People in the crowd were already mumbling about the outside agitators from San Antonio when Jonathan Ryan, executive director of the nonprofit RAICES, spoke up. “This is an important question for the future of your community,” he said. “Do you want people to Google ‘Karnes’ and the first thing that comes up is family detention?”
A woman sitting nearby who had been heartily clapping for the various GEO employees that testified broke into applause. She seemed perfectly happy with the idea.
In the region, GEO Group already has competition from Corrections Corporation of America, which is building another family detention facility in the South Texas town of Dilley, which will have 2,400 beds.
Before this summer there was only one immigrant family detention facility in the nation—the Berks Family Residential Center in Pennsylvania, which holds up to 85 people. But Texas is no stranger to family detention. The T. Don Hutto jail, outside Austin, housed families for years in deplorable conditions. Children and parents wore prison uniforms and were locked in cells. A lawsuit filed in 2007 by the American Civil Liberties Union and University of Texas Law School’s Immigration Clinic finally put an end to the disturbing experiment.
But in the last year the U.S. government has detained more than 68,000 family members at the border—a 361 percent increase—and it has reacted predictably, locking them up in private prisons.

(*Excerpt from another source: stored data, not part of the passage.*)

Issue #547, opened 2023-07-20
App Topology: Show workload runtime icon in topology node


divyanshiGupta:
## Description
As a developer, 
- I want to to be able to see the associated runtime icon in the topology workload node

## Acceptance Criteria

- Show runtime icons for each topology workload node (similar to OCP)
- Add a `Display options` dropdown with a checkbox option to toggle between pod no and icon (similar to OCP)

<img width="170" alt="Screenshot 2023-07-26 at 6 05 47 PM" src="https://github.com/janus-idp/backstage-plugins/assets/20724543/66dbf16d-83fa-4909-a27a-dbf0a175114c">

PR #615, opened 2023-07-31
feat(topology): add runtime icon to topology node

debsmita1:
**Resolves:**
https://github.com/janus-idp/backstage-plugins/issues/547

**GIF:**

https://github.com/janus-idp/backstage-plugins/assets/22490998/5636d664-bc00-4ebc-8383-711a7c9fb7a4


plugins/topology/README.md
```diff
@@ -128,6 +128,14 @@ The Topology plugin enables you to visualize the workloads such as Deployment, J
...
   ```
 
+- The following label is added to workload resources, such as Deployments to display runtime icon in the topology nodes:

Now Texas is again at the crux of some of the thorniest questions for our society: Should immigrant families be housed in jails while they await their immigration proceedings, for months or even years? Should private corporations like GEO Group and Corrections Corporation of America be allowed to profit off a vulnerable and marginalized population such as women and children seeking political asylum?
After two hours, the county judge announced that it was time to move on to the next item—a new HVAC system for the county annex. Everyone filed out into the hallway, leaving just a handful of people behind for the remaining business. Afterward, the County Attorney Herb Hancock told me it would be difficult for the county to deny GEO Group the expansion. A 2006 contract with GEO left the county open to a breach of contract lawsuit if it didn’t agree to the expansion.
In a roundabout way, Hancock—who emphasized he’d only been county attorney for two years, and wasn’t involved in the 2006 negotiations—said Karnes County had been a very different place in 2006, before the Eagle Ford Shale boom, and been desperate for economic development.
“That’s no longer an issue for Karnes County, thank God,” Hancock said. But GEO will be an issue for the county for a long time to come. “We are bound to the agreement. But that’s just my opinion in my short 50 years in practice.”